PROYEK PANAS BUMI, WARISAN KIAMAT EKOLOGI PARA PENJAHAT LINGKUNGAN
Januari 14, 2025Ancaman di Balik Ritual Adat “Fanu” Sebagai Perlawanan Masyarakat Adat Atas Taman Nasional Mutis Timau
Januari 31, 2025
- Warga masyarakat menduduki lokasi HGU: 1.1. 2000-2009 sampai sekarang di lokasi Utanwair, Wairhek dan Lokong Gete. 1.2. Pada tahun 2014 warga masyarakat menduduki lokasi Pedan dan Hitohalok.
- Pada tanggal 31 Desember 2013, masa Perpanjangan HGU PT. Perkebunan Kelapa Diag (PT. Diag) berakhir dan tanahnya kembali menjadi tanah negara,
- Pada 4 Nopember 2013 PT. Krisrama sebagai pengganti PT. Diag mengajukan Pembaruan HGU seluas seluruh HGU sebelumnya.
- Pada tanggal 5 Nopember 2015 tujuh (7) orang wakil masyarakat mengajukan keberatan atas Permohonan Pembaruan HGU langsung kepada Kementerian ATR/BPN di Jakarta. Mereka bertemu Pak JamaludiN Direktur Penetapan Hak dan Penataan Tanah (PHPT). Pak Jamaludin kemudian berpesan: 4.1. Pihak ATR/BPN, setelah berkoordinasi dengan Pak Dirjen dan Pak Menteri, akan menyampaikan kepada Kakanwil BPN – NTT agar melakukan penelitian ulang dan menunda pemberian ijin Pembaruan HGU PT. Krisrama karena sudah ada warga masyarakat di dalamnya. 4.2. Meminta kepada warga masyarakat agar setelah pulang nanti melakukan dialog dengan pihak PT. Krisrama sampai ada kesepakatan tentang HGU ini.

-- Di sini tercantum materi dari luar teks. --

PR #553, opened 2025-11-12
Phase 2 Validation

yHSJ:
This PR introduces a subset of Phase 2 validations, targeting Plutus V3 script execution.

In order to achieve that, we also need to introduce an `ArenaPool`, which contains a pool of arenas (go figure), used for script evaluation.

## Summary by CodeRabbit

* **New Features**
  * Concurrent arena pool for VM allocations used during transaction validation
  * Transaction validation split into Phase One and Phase Two with distinct error types
  * Ordered redeemer type to enable deterministic script ordering and wiring

* **Improvements**
  * Expanded Plutus evaluation across V1–V3 with richer error reporting and cost-model support
  * Exposed configuration to tune VM arena count/size; ledger/validator wiring updated to use the arena pool
  * Tests updated to use the new validation phases and network naming

* **Chores**
  * CI enhanced for RISC‑V cross-builds; workspace dependencies and license allowlist updated

### DIFF
--- a/crates/amaru-ledger/src/rules/transaction/phase_two/mod.rs
+++ b/crates/amaru-ledger/src/rules/transaction/phase_two/mod.rs
@@ -205,28 +205,45 @@ where
 
             let result = program.eval_with_params(&arena, plutus_version, cost_model, uplc_budget);
 
-            match result.term {
-                Ok(term) => match term {
-                    Term::Error => Err(PhaseTwoError::UplcMachineError(UplcMachineError {
+            match plutus_version {
+                PlutusVersion::V1 | PlutusVersion::V2 => match result.term {
+                    Ok(term) => match term {
+                        Term::Error => Err(PhaseTwoError::UplcMachineError(UplcMachineError {
+                            plutus_version,
+                            info: result.info,
+                            err: "Error term evaluated".into(),
+                        })),
+                        Term::Var(_)
+                        | Term::Lambda { .. }
+                        | Term::Apply { .. }
+                        | Term::Delay(_)
+                        | Term::Force(_)
+                        | Term::Case { .. }
+                        | Term::Constr { .. }
+                        | Term::Constant(_)
+                        | Term::Builtin(_) => Ok(()),
+                    },
+                    Err(e) => Err(PhaseTwoError::UplcMachineError(UplcMachineError {
                         plutus_version,
                         info: result.info,
-                        err: "Error term evaluated".into(),
+                        err: e.to_string(),
                     })),
-                    Term::Var(_)
-                    | Term::Lambda { .. }
-                    | Term::Apply { .. }
-                    | Term::Delay(_)
-                    | Term::Force(_)
-                    | Term::Case { .. }
-                    | Term::Constr { .. }
-                    | Term::Constant(_)
-                    | Term::Builtin(_) => Ok(()),
                 },
-                Err(e) => Err(PhaseTwoError::UplcMachineError(UplcMachineError {
-                    plutus_version,
-                    info: result.info,
-                    err: e.to_string(),
-                })),
+
+                // According to [CIP-117](https://cips.cardano.org/cip/CIP-0117), Plutus V3 scripts must evaluate to a constant term of unit
+                PlutusVersion::V3 => match result.term {
+                    Ok(Term::Constant(Constant::Unit)) => Ok(()),
+                    Ok(_) => Err(PhaseTwoError::UplcMachineError(UplcMachineError {
+                        plutus_version,
+                        info: result.info,
+                        err: "evaluated to a non-unit term".to_string(),
+                    })),
+                    Err(e) => Err(PhaseTwoError::UplcMachineError(UplcMachineError {
+                        plutus_version,
+                        info: result.info,
+                        err: e.to_string(),
+                    })),
+                },
             }
         })
         .collect::<Result<Vec<_>, _>>()


crates/amaru-ledger/src/state.rs
```diff
@@ -602,6 +602,7 @@ impl<S: Store, HS: HistoricalStores> State<S, HS> {
         &mut self,
         point: &Point,
         raw_block: &RawBlock,
+        arena_pool: &ArenaPool,
```
yHSJ, line 607: I am not a *huge* fan of the drilling of the arena_pool through so many methods/functions. I just couldn't quite find the right place to have the arena_pool live. It is not state, it isn't quite the validation context either.

Would love some thoughts about the best place this arena pool should live.

.github/workflows/continuous-integration.yml
```diff
@@ -58,8 +58,12 @@ jobs:
...
             extra-args: +nightly -Zbuild-std=std,panic_abort
             command: build
-            setup: rustup component add rust-src --toolchain nightly
-
+            setup: |
+              rustup component add rust-src --toolchain nightly
+              curl -L -o riscv32-glibc-llvm.tar.xz \
+                "https://github.com/riscv-collab/riscv-gnu-toolchain/releases/download/2025.11.04/riscv32-glibc-ubuntu-24.04-llvm.tar.xz"
+              tar -xvf riscv32-glibc-llvm.tar.xz
+              export CC_riscv32gc_unknown_linux_gnu="$(pwd)/riscv/bin/riscv32-unknown-linux-gnu-clang"
```
KtorZ, line 80: What's up here 🤔 ?

crates/amaru-kernel/src/arena_pool.rs
```diff
@@ -0,0 +1,191 @@
...
+    }
+
+    /// Acquire an arena from the pool
+    ///
+    /// Blocks if all arenas are in use, waiting for one to be returned.
+    #[allow(unused_assignments)]
+    pub fn acquire(&self) -> PooledArena {
+        let arena = loop {
+            // FIXME: We may need to not ignore a poisoned mutex here
+            let mut guard = self.inner.arenas.lock().unwrap_or_else(|p| p.into_inner());
```
KtorZ, line 62: Seems to me that there's no value in acquiring and releasing the guard on each loop? Why not acquire the mutex outside of the loop, and drop it once at the end.

crates/amaru-kernel/src/arena_pool.rs
```diff
@@ -0,0 +1,191 @@
...
+impl AsRef<Bump> for PooledArena {
+    fn as_ref(&self) -> &Bump {
+        &self.arena
+    }
+}
+
+impl Drop for PooledArena {
+    fn drop(&mut self) {
+        // SAFETY NOTE: It's important we only take the arena once, here in the drop implementation
+        let mut arena = unsafe { ManuallyDrop::take(&mut self.arena) };
```
KtorZ, line 111: Why is the unsafe necessary here 🤔 ?

crates/amaru-kernel/src/arena_pool.rs
```diff
@@ -0,0 +1,191 @@
...
+    /// At most `max_size` arenas will exist simultaneously.
+    /// If all arenas are in use, `acquire()` will block.
+    pub fn new(max_size: usize, initial_capacity: usize) -> Self {
+        Self {
+            inner: Arc::new(Inner {
+                arenas: Mutex::new(VecDeque::with_capacity(max_size)),
+                condvar: Condvar::new(),
+                max_size,
+                initial_capacity,
+                total_created: Mutex::new(0),
```
KtorZ: I feel like this could just be an [`AtomicUsize`](https://doc.rust-lang.org/std/sync/atomic/struct.AtomicUsize.html). 

But also... why not simply use `arenas.len()`?  

It sounds way easier (and more reliable from an observability standpoint) to create all the arenas upfront when the pool is created; and have them ready to be acquired. This allows:

- reserving all resources we need for runtime _upfront_ (so that if we must fail due to a lack of memory, we fail early, and not later down the line when we cannot allocate a new arena). 
- simplify the logic of having to _dynamically_ create the arenas
- make the execution time more deterministic (as otherwise, we may *sometimes* pay the extra cost of creating and allocating the arena).

crates/amaru-kernel/src/arena_pool.rs
KtorZ: On second thoughts, I just realized what's going on here. Happy to see a `Condvar` here to avoid building an active waiting loop exhausting the CPU.

.github/workflows/continuous-integration.yml
yHSJ: This feels like ages ago 😅 

We were unable to compile the UPLC crate to WASM because of something missing in the clang compiler I think? This is a solution that I found with @SupernaviX to allow things to compile

crates/amaru-kernel/src/arena_pool.rs
yHSJ: This kind of concurrency in Rust is something I don't have a ton of experience with yet. So a lot of this is me doing my best to make a compiler happy and relying on documentation and forum discussions about this stuff. Happy to sit down to learn better ways to manage this?

crates/amaru-kernel/src/arena_pool.rs
yHSJ: Because `ManuallyDrop::take` is `unsafe`. So the compiler is not happy when we don't have it

crates/amaru-kernel/src/arena_pool.rs
yHSJ: Yeah, I think it may make more sense to create them all at startup. The goal with this solution was just to make sure we're not using unneeded resources, but obviously that is on the user to determine how much memory they want to allocate for this.

And finding the "right" number will take some tuning

.github/workflows/continuous-integration.yml
KtorZ: I suppose you meant `RISC-V`, not `WASM`, right? Because this seems to be explicitly fetching some riscv toolchain 😅 ... and it's the risc-5 job. Maybe add a relevant comment here? But I am curious about what the problem was. I'll do some experiment on my end.

crates/amaru-ledger/src/block_validator.rs
```diff
@@ -32,11 +33,13 @@ where
     HS: HistoricalStores + Send,
 {
     pub state: Arc<Mutex<state::State<S, HS>>>,
+    pub arena_pool: ArenaPool,
```
KtorZ: small note: would be better to get a name here that provides context; we know it's an arena pool already from the type, so the name better describe _what for_: (e.g. `vm_eval_pools`)

crates/amaru-ledger/src/rules/block.rs
```diff
@@ -14,26 +14,35 @@
...
+use thiserror::Error;
 use tracing::{Level, instrument};
 
 pub mod body_size;
 pub mod ex_units;
 pub mod header_size;
 
+#[derive(Debug, Error)]
+pub enum TransactionInvalid {
+    #[error("tranasction failed phase one validation: {0}")]
```
KtorZ:
```suggestion
    #[error("transaction failed phase one validation: {0}")]
```

crates/amaru-ledger/src/rules/block.rs
```diff
@@ -203,6 +213,11 @@ where
     for (i, transaction) in (0u32..).zip(transactions.into_iter()) {
         let transaction_hash = transaction.original_hash();
 
+        let is_valid = !block
+            .invalid_transactions
+            .as_ref()
+            .is_some_and(|invalid_txs| invalid_txs.contains(&i));
```
KtorZ:
```suggestion
            .is_some_and(|invalid_txs| invalid_txs.contains(&i));
```

Not sure about the `is_some_and` here. Semantically: if the field `invalid_transactions` is missing, then it likely means that there's no invalid transactions whatsoever. I am not sure whether a missing field is a valid encoding but I see room for a good test here (if it's not a valid encoding, we should fail to decode it; and if it is, then this logic is likely broken).

yHSJ: You're right, this logic is almost certainly wrong. The field in Pallas is optional, so I assume that it will decode, but another question is whether we *should*.

I'll change this logic and leave a note.

.github/workflows/continuous-integration.yml
yHSJ: Sorry, yes. I meant `RISC-V`.

crates/amaru-plutus/src/to_plutus_data.rs
```diff
@@ -158,7 +156,22 @@ where
...
+                2 => {
+                    <amaru_kernel::StakeAddress as ToPlutusData<2>>::to_plutus_data(stake_address)?
+                        .to_plutus_data()
+                }
+                3 => {
+                    <amaru_kernel::StakeAddress as ToPlutusData<3>>::to_plutus_data(stake_address)?
+                        .to_plutus_data()
+                }
+                _ => unreachable!(),
+            },
```
KtorZ: What's going on here?

yHSJ: I just can't seem to make the compiler happy any other way...

jeluard:
@yHSJ rebasing should help having the e2e tests pass

.claude/settings.local.json
KtorZ, line 1: Please don't commit this; this is specific to your setup, not to the project. 

I recommend using a system-wide .gitignore in your gitconfig 

<p align="right"><sub><strong>~/.gitconfig</strong></sub></p>

```toml
[core]
  excludesfile = "/Users/jshy/.gitignore"
```

yHSJ: Yeah, didn't mean to include this. Was using it to help step through some messy rebases, it turns out Claude is *very* good at that.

- Pada tanggal 6 Mei 2016, wakil masyarakat diundang oleh Bupati Sikka Yoseph Ansar Rera untuk berdialog dengan PT. Krisrama (Hadir Bapak Uskup) di Istana Uskup (Lepo Bispu). Pada kesempatan itu di hadapan 7 orang wakil masyarakat (Januarius Aris Goban, Ignasius Nasi, Leonardu Leo, Ludovikus Lado, Romanus Ruben, Yakobus Juang, Dominikus Doni) dan Bupati beserta jajarannya, Bapak Uskup mewakili PT. Krisrama menjelaskan, bahwa: 5.1. Kementerian ATR/BPN menanggapi pengajuan kontrak PT.Krisrama/PT Kristus Raja Maumere (Badan Usaha Milik Keuskupan Maumere) pada tanggal 4 Nopember 2013, dengan meminta agar PT. Krisrama menyelesaikan terlebih dahulu permasalahannya dengan masyarakat adat. 5.2. Bupati Sikka diminta oleh Bapak Uskup untuk memfasilitasi dialog. 5.3. Rekomendasi dari pertemuan tersebut adalah: a) Membuat kesepakakatan bersama antara PT. Krisrama, Pemerintah Daerah dan Masyarakat Adat mengenai pengaturan pemanfaatan tanah negara bekas HGU tersebut, untuk selanjutnya dikonsultasikan ke Kementerian ATR/BPN. b) Masing-masing pihak diminta mepresentasikan perencanaanya terkait tanah bekas HGU tersebut. c) BPN Sikka akan membantu membuatkan peta bagi masyarakat adat (oleh karena rencana rekonstruksi lahan bekas HGU versi masyarakat adat masih dalam bentuk sketsa). d) Membentuk Tim untuk meninjau lapangan; dan e) Dialog berikutnya akan dilakukan seminggu setelah dialog pertama ini.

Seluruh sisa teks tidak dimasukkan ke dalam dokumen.